I overheard a program provider make that statement recently in Central California Women’s Facility (CCWF), and I was a bit taken aback by it. I mean, one of the pillars of the California Model is normalization, which is supposed to make life inside a carceral facility as close as possible to life outside.
Under that pillar and just based on human decency, incarcerated individuals should be treated with respect and dignity. Nowhere in the statement I overheard is dignity or respect.
The term inmate is an interesting one. When I arrived at Sybil Brand Institute in 1996 — a Los Angeles County women’s jail no longer in use — I quickly learned that “inmate” was a disparaging term. To be an inmate was to be someone who was ignorant, uneducated, and who engaged in “dry snitching” — indirectly telling on a peer — to name a few.
Over the years, that knowledge was reinforced as I learned the perceived differences between an inmate and a convict.
I heard staff talk disparagingly about individuals they called inmates, including one staff member who snapped her fingers at one of my peers while calling her “inmate” instead of her name.
The term has been used to dehumanize and ridicule people, reinforcing that inmates are somehow less than other people in society.
Being less-than is somewhat familiar territory for women, even now. Women were once thought of as property and did not have the same rights or privileges as men. That thinking was as wrong historically as it is today.
As people, we all have rights, and we are all equal. The fact that we are incarcerated does not diminish the fact that we are still people.
Unfortunately, the program provider I overheard is probably not the only person who works at CCWF or any other prison in California who has that perspective.
I know there are California Department of Corrections and Rehabilitation (CDCR) employees who do not agree with the California Model and would like nothing more than to go back to some of the more draconian policies that were in effect for decades.
But that is not the direction CDCR has chosen. CDCR has chosen to try something different, and we can all hope it succeeds. Being treated with dignity and respect sounds like a great thing to me, that’s for sure.

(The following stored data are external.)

PR #532, opened 2026-02-04
Refactor swiper pagination handle for improved drag functionality and…

### LINKED ISSUE #518: Mayura card scroller icons
New scrollbar with icons was added to Mayura cards via https://github.com/aemsites/idfc/pull/506/changes .

However, we noticed that if you start your browser in desktop size and shrink down to mobile size,
The scroll handle icon doesn't appear in mobile view for Rewards Points or Explore other cards cards that started out with no scrollbar showing:

Image

Image

sthirumal:
Added dynamic handle creation and ensured handle persistence during Swiper re-renders. Updated event listeners for drag and resize events.

Fix #518

Test URLs:
- After: https://518-scicon--idfc--aemsites.aem.page/credit-card/metal-credit-card/mayura

### DIFF
--- a/blocks/cards/cards.js
+++ b/blocks/cards/cards.js
@@ -1123,46 +1123,17 @@ export default async function decorate(block) {
     if (isMayuraTemplate) {
       const paginationEl = block.querySelector('.swiper-pagination');
       if (paginationEl) {
-        const handleIndicator = document.createElement('div');
-        handleIndicator.className = 'swiper-pagination-handle';
-        // Using scrollbar-handle.svg as the indicator
-        handleIndicator.innerHTML = '<img src="/icons/scrollbar-handle.svg" alt="" />';
-        paginationEl.appendChild(handleIndicator);
-
-        // Update handle indicator position based on swiper progress
-        const updateHandlePosition = () => {
-          const { progress } = swiper;
-          // Clamp progress between 0 and 1
-          const clampedProgress = Math.max(0, Math.min(1, progress));
-          handleIndicator.style.left = `${clampedProgress * 100}%`;
-        };
-
-        // Initial position update
-        updateHandlePosition();
-
-        // Update handle position on slide change and progress events
-        swiper.on('progress', updateHandlePosition);
-        swiper.on('slideChange', updateHandlePosition);
-
-        // Make progressbar clickable to navigate to slides
-        paginationEl.style.cursor = 'pointer';
-        paginationEl.addEventListener('click', (e) => {
-          // Ignore clicks on the handle itself (handled by drag)
-          if (e.target.closest('.swiper-pagination-handle')) return;
-          const rect = paginationEl.getBoundingClientRect();
-          const clickX = e.clientX - rect.left;
-          const percentage = clickX / rect.width;
-          const targetSlide = Math.round(percentage * (slideCount - 1));
-          swiper.slideTo(targetSlide);
-        });
-
-        // Make handle indicator draggable for slide navigation
+        // Drag state (shared across handle instances)
         let isDragging = false;
 
+        // Drag event handlers
         const handleDragStart = (e) => {
           isDragging = true;
-          handleIndicator.style.transition = 'none';
-          handleIndicator.style.cursor = 'grabbing';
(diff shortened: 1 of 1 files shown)


sthirumal:
Root Cause Analysis
The issue is that when Swiper transitions between locked state (all slides visible, swiper-pagination-lock applied) and unlocked state (pagination needed), Swiper internally updates/re-renders the pagination element. During this process, it clears the pagination content, which removes any custom children like the swiper-pagination-handle element.

Sequence of events causing the bug:

Load at wide viewport (1400px): Swiper initializes → All 2 slides fit → swiper-pagination-lock is added → Handle IS created and appended
Resize to mobile (550px): Swiper detects fewer slides fit → Removes swiper-pagination-lock → Swiper re-renders pagination internally, clearing the handle
Refresh at mobile: Fresh initialization → Handle is created → Works correctly
The Fix (lines 1122-1230)

createHandleIndicator() function (lines 1171-1179) - Creates a new handle element with proper event listeners attached
ensureHandleExists() function (lines 1182-1190) - Checks if handle exists in the pagination; if missing, recreates it
updateHandlePosition() now calls ensureHandleExists() (line 1199) - Every time the position is updated, it first ensures the handle exists
Added resize and breakpoint event listeners (lines 1216-1217):
swiper.on('resize', updateHandlePosition); swiper.on('breakpoint', updateHandlePosition);
These events fire when viewport changes and Swiper updates its internal state. The updateHandlePosition function will detect the missing handle and recreate it.
Drag handlers query the handle dynamically (lines 1132, 1150, 1163) - Instead of holding a stale reference, the drag handlers now query for the current handle element each time

blocks/cards/cards.js
```diff
@@ -1123,46 +1123,17 @@ export default async function decorate(block) {
     if (isMayuraTemplate) {
       const paginationEl = block.querySelector('.swiper-pagination');
```
helms-charity, line 1124: This is OK for this PR. ⭐ 
 In another ticket, we'll be allowing authors to choose if they want dot nav or draggable nav. So we'll want to separate the draggable pagination function from the specific Mayura decoration of it in the future.

helms-charity (changes requested):
I just noticed we lost the smooth card transition animation with the new slider. (you can see it working as expected when you click on a dot in the Rupay dot navigation, and on the customer Mayura page). 

image

sthirumal:
@helms-charity As per your suggestion when I started working to remove the js changes and only using the css to display and hide swiper-pagination-handle based on swiper-pagination-lock.

Looks like the css doesnt work due to the following reason :

Looking at your DOM examples, the problem is not about visibility - the swiper-pagination-handle element is being completely removed from the DOM when Swiper transitions from locked to unlocked state.

The Root Cause
When Swiper detects a breakpoint/resize change that toggles between locked/unlocked states, it internally re-renders the pagination element. During this re-render, Swiper clears the pagination's children (keeping only its own swiper-pagination-progressbar-fill), which removes your custom swiper-pagination-handle element.

The Only Solution
The fix must be in JavaScript to detect when the handle is missing and recreate it.

sthirumal:
Comment on code changes and its working

Key Features
-> All comments start with "swapna" - Easy to identify the fix in the codebase

->  Performance Optimized:
     -  Uses a single global state object (window.swiperHandleDragState) instead of per-instance variables
     - Only 4 document-level listeners total (mousemove, touchmove, mouseup, touchend) regardless of how many swipers exist on the page
       - Early returns in event handlers when not dragging (minimal CPU overhead)

-> Only 1 Instance of Listeners Per Page:
      - Global listeners are registered only once using the if (!window.swiperHandleDragState) check (line 1127)
      - Multiple swipers share the same global drag handlers
      - The active swiper is tracked via state.activeSwiper so the correct instance handles the drag


The way its working, when viewport changes from 1400px → 550px:
1. Swiper fires resize and/or breakpoint events 
2. updateHandlePosition() is called
3. ensureHandleExists() detects the handle is missing
4. A new handle is created with proper event listeners
5. The handle appears correctly without needing a page refresh

helms-charity (approved):

PR #538, opened 2026-02-04
Initial - hotspot block 

iustinp:
some json and some js

Fix # work on 534

Test URLs:
- After: https://534-hotspot-block--idfc--aemsites.aem.page/


blocks/hotspot/_hotspot.json
```diff
@@ -0,0 +1,100 @@
...
+                "valueType": "string",
+                "name": "image",
+                "label": "Image",
+                "multi": false
+            },
+            {
+                "component": "text",
+                "name": "id",
+                "label": "ID",
+                "description": "Adds an ID value to the section"
```
helms-charity: Adds an ID value to the BLOCK (so that other hotspot blocks can link to it)

helms-charity (changes requested):
just a comment

helms-charity (approved):
I think you can leave the X and Y text coordinate off for now.

PR #541, opened 2026-02-04
Center Span Icons

### LINKED ISSUE #394: Text elements + span vertical alignments
Whenever we have a text element and a span.icon element next to each other, they should be vertically aligned center.

These sparkles are too high:
Image

I did something like this specific to buttons that have an icon after them, so maybe we can expand on this to include other cases.

Image

Be careful not to break other places that have icons + text, but DO remove any individual block or section code that will become redundant with this new change.

bunting-adbe:
Center the sparkle icons horizontally with the included text. 

Fix #394 

Test URLs:
- After: https://394-spakleAlignment--idfc--aemsites.aem.page/credit-card/rupay-credit-card

Main:
image

Branch:
image

### DIFF
--- a/styles/styles.css
+++ b/styles/styles.css
@@ -516,6 +516,14 @@ a.button:has(span.icon) {
   justify-content: center;
 }
 
+/* Align icons within headings (similar to button icon alignment above) */
+h3:has(span.icon) {
+  display: inline-flex;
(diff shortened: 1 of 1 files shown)


zhummerz (approved):
Looks good and sparkly.

PR #542, opened 2026-02-05
Section Title UE changes

### LINKED ISSUE #535: Block: section-title
### Problem:
We need a way for authors to set the size and alignment of their titles/subtitles without breaking semantic HTML best practices. However, we can't update the OOTB Title with resource type "core/franklin/components/title/v1/title".

Image

### Solution:
We can create a new block that functions similarly to the OOTB Title with resource type "core/franklin/components/block/v1/block" instead.
This block should probably not have any top/bottom margin or padding, since the individual heading elements will.

### Testing:
Please test with 2 of these blocks in a row, one with an H2 and one an H3 for example. 

Please test this also with :icon-notation: in the text field for cases like this:

Image

Don't forget to allow 'section-title' as an allowed block under _section.json's filters.

### Example
Some sample JSON config for this idea is below:

```
      "fields": [
        {
          "component": "select",
          "name": "classes",
          "label": "Alignment",
          "value": "",
          "options": [
            {
              "name": "Default",
              "value": ""
            },
            {
              "name": "Center",
              "value": "center"
            },
        {
          "component": "select",
          "name": "sizes",
          "label": "Text size", // in the JS, set an inline style for the element created to whatever the value is.
          "value": "",
          "options": [
            {
              "name": "Default",
              "value": ""
            },
            {
              "name": "XXL",
              "value": "var(heading-font-size-xxl)" //  we need to test that parentheses will write back to the JCR and get converted to .md
            },
         // (continue with XL through XS...)
 
        },
        {
          "component": "text",
          "name": "title",
          "label": "Title"
        },
        {
          "component": "select",
          "name": "titleType",
          "label": "Title Type",
          "options": [
            {
              "name": "h1",
              "value": "h1"
            },
            {
              "name": "h2",
              "value": "h2"
            },
            {
              "name": "h3",
              "value": "h3"
            },
            {
              "name": "h4",
              "value": "h4"
            },
            {
              "name": "h5",
              "value": "h5"
            },
            {
              "name": "h6",
              "value": "h6"
            },
            {
              "name": "p",
              "value": "p"
            }
          ]
```

bunting-adbe:
Initial UE changes for new Section-Title block. 

Fix #535 

Test URLs:
- After: https://535-sectionTitle--idfc--aemsites.aem.page/credit-card/rupay-credit-card

### DIFF
--- a/blocks/section-title/_section-title.json
+++ b/blocks/section-title/_section-title.json
@@ -67,6 +67,43 @@
         {
           "component": "select",
           "name": "classes",
+          "label": "Text Size",
+          "value": "",
+          "valueType": "string",
+          "options": [
+            {
+              "name": "Default (based on heading type)",
+              "value": ""
+            },
+            {
+              "name": "XXL (45px/48px)",
+              "value": "size-xxl"
+            },
+            {
+              "name": "XL (36px/42px)",
+              "value": "size-xl"
+            },
+            {
+              "name": "L (32px/36px)",
+              "value": "size-l"
+            },
+            {
+              "name": "M (28px/32px)",
+              "value": "size-m"
+            },
+            {
+              "name": "S (24px/28px)",
+              "value": "size-s"
+            },
+            {
+              "name": "XS (22px/24px)",
+              "value": "size-xs"
+            }
+          ]
+        },
+        {
+          "component": "select",
+          "name": "classes",
           "label": "Alignment",
           "value": "",
           "valueType": "string",
--- a/blocks/section-title/_section-title.json
+++ b/blocks/section-title/_section-title.json
@@ -1,0 +1,92 @@
+{
+  "definitions": [
+    {
+      "title": "Section Title",
+      "id": "section-title",
+      "plugins": {
+        "xwalk": {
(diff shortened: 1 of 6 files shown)


helms-charity (approved):
I guess you didn't want to try the size yet.

bunting-adbe:
Shoot, i forgot that. I just added it. Did I miss anything else that we talked about?

blocks/section-title/_section-title.json
```diff
@@ -0,0 +1,129 @@
...
+          "value": "",
+          "valueType": "string",
+          "options": [
+            {
+              "name": "Default (based on heading type)",
+              "value": ""
+            },
+            {
+              "name": "XXL (45px/48px)",
+              "value": "size-xxl"
```
helms-charity, line 80: I struggle with putting the pixel values here, because what if they change the variable's values? I was figuring they were eyeballing what it looks like anyway when they author. I think it's best to leave that off.

helms-charity (approved):
I left a comment about using the px value in the UE dropdown names, but I'm approving this anyway.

At the end of the day, we all know we’re incarcerated. We wake up every day facing challenges that many people don’t understand. We miss our loved ones, we can’t make many of our own decisions, and we can’t do much of what is normal in society. We don’t need a person who gets to leave when his or her shift is over, reminding us that we are in prison.
I hope that anyone reading this remembers that we all matter. We are all unique, special, and valuable. We mean something. Please don’t let anyone take that knowledge from you.